Cardinality explodes. arr.size ** n grows without bound. A 5-element alphabet at n = 10 produces nearly 10 million tuples, and you’ll be waiting and using memory. Prefer the block form or the lazy Enumerator form over .to_a for any non-trivial input.
Not the same as Array#permutation. permutation (no “repeated”) does not reuse elements. The “repeated” prefix is doing real work, not decorating the name.
Not the same as Array#repeated_combination. repeated_combination discards order, so [a, b] and [b, a] count once. repeated_permutation counts them separately. For a 3-element source with n = 2, repeated_combination produces 6 tuples and repeated_permutation produces 9.
Negative n is a silent no-op. If your code expects a fixed number of yields, that expectation will be wrong for negative input.
0 is valid and yields one empty array. Easy to miss if you’ve assumed “size 0 means nothing to do.” It means “I want a single 0-length tuple, please.”
Mutating the receiver during iteration is safe. The C implementation snapshots the receiver with ary_make_shared_copy(ary) before iterating, so changes to the original after the call don’t affect the enumeration.

Comparison with `Array#product`

Array#product and Array#repeated_permutation overlap in the single-array case but behave differently in the multi-array case. With one source array, arr.product(arr) and arr.repeated_permutation(2) produce the same tuples in spirit, but product is designed for the multi-array Cartesian product. repeated_permutation is the generalisation that allows the same element to be reused, which product also allows for distinct input arrays:

[:a, :b].product([:a, :b])
# => [[:a, :a], [:a, :b], [:b, :a], [:b, :b]]
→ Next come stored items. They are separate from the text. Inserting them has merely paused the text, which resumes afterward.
PR #173, opened 2020-03-08
VAN: Add Custom Fields Endpoint

jburchard:
Adds the following methods:

`VAN.get_custom_field()` - Retrieve a single custom field object as a json.
`VAN.get_custom_fields()` - Retrieve all custom fields as a `Table` object.
`VAN.get_custom_fields_values()` - Retrieve a table of all custom fields values with their associated custom field id.

Also:

- Cleaned up some documentation for VAN.
- Fixed a bug for `VAN.get_code()`

### DIFF
--- a/docs/ngpvan.rst
+++ b/docs/ngpvan.rst
@@ -242,7 +242,7 @@ Codes
 =============
 Custom Fields
 =============
-.. autoclass:: parsons.ngpvan.van.Codes
+.. autoclass:: parsons.ngpvan.van.CustomFields
    :inherited-members:
 
 ======
--- a/docs/ngpvan.rst
+++ b/docs/ngpvan.rst
@@ -215,40 +215,16 @@ People
 .. autoclass:: parsons.ngpvan.van.People
    :inherited-members:
 
-===========
-Bulk Import
-===========
-.. autoclass:: parsons.ngpvan.van.BulkImport
-   :inherited-members:
-
 ==============
 Activist Codes
 ==============
 .. autoclass:: parsons.ngpvan.van.ActivistCodes
    :inherited-members:
 
-================
-Survey Questions
-================
-.. autoclass:: parsons.ngpvan.van.SurveyQuestions
-   :inherited-members:
-
-======
-Events
-======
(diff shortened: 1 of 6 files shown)


docs/ngpvan.rst
```diff
@@ -215,40 +215,16 @@ People
 .. autoclass:: parsons.ngpvan.van.People
    :inherited-members:
 
-===========
-Bulk Import
-===========
```
ydamit: :(
Eagerly awaiting its glorious return!

docs/ngpvan.rst
```diff
@@ -263,26 +239,28 @@ Codes
...
    :inherited-members:
 
-=================
-Canvass Responses
-=================
-.. autoclass:: parsons.ngpvan.van.CanvassResponses
+=============
+Custom Fields
+=============
+.. autoclass:: parsons.ngpvan.van.Codes
```
ydamit: Is it right that this is Codes?

parsons/ngpvan/custom_fields.py
```diff
@@ -0,0 +1,73 @@
...
+        self.connection = van_connection
+
+    def get_custom_fields(self, field_type='contacts'):
+        """
+        Get custom fields.
+
+        `Args:`
+            field_type : str
+                Filter by custom field group type. Must be one of ``contacts`` or
+                ``contributions``.
```
ydamit: In light of this binary distinction, and the unlikeliness that it will change any time soon, should we consider making this be a boolean along the line of `get_custom_fields(self, contrib_fields=False)` and then add a line of code to parse that above line 26 below?

docs/ngpvan.rst
jburchard: Good catch. Fixed.

parsons/ngpvan/custom_fields.py
jburchard: I considered that and I think that it is more straightforward to the user to keep it this way. Additionally, I included a default argument of `contacts` so presumably the user won't even have to enter in a value most of the time. And, as you mention, this will possibly future proof for additional custom field types that are included.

[:a, :b].repeated_permutation(2).to_a
# => [[:a, :a], [:a, :b], [:b, :a], [:b, :b]]

# They differ when the receiver has duplicate values:
[:a, :a, :b].product([:a, :b])
# => [[:a, :a], [:a, :b], [:a, :a], [:a, :b], [:b, :a], [:b, :b]]   # 6 tuples
[:a, :a, :b].repeated_permutation(2).to_a.length
# => 9   # each occurrence of :a is its own slot

Reach for repeated_permutation when you want ordered-with-replacement tuples from a single source. Reach for product when you have multiple distinct input arrays to combine.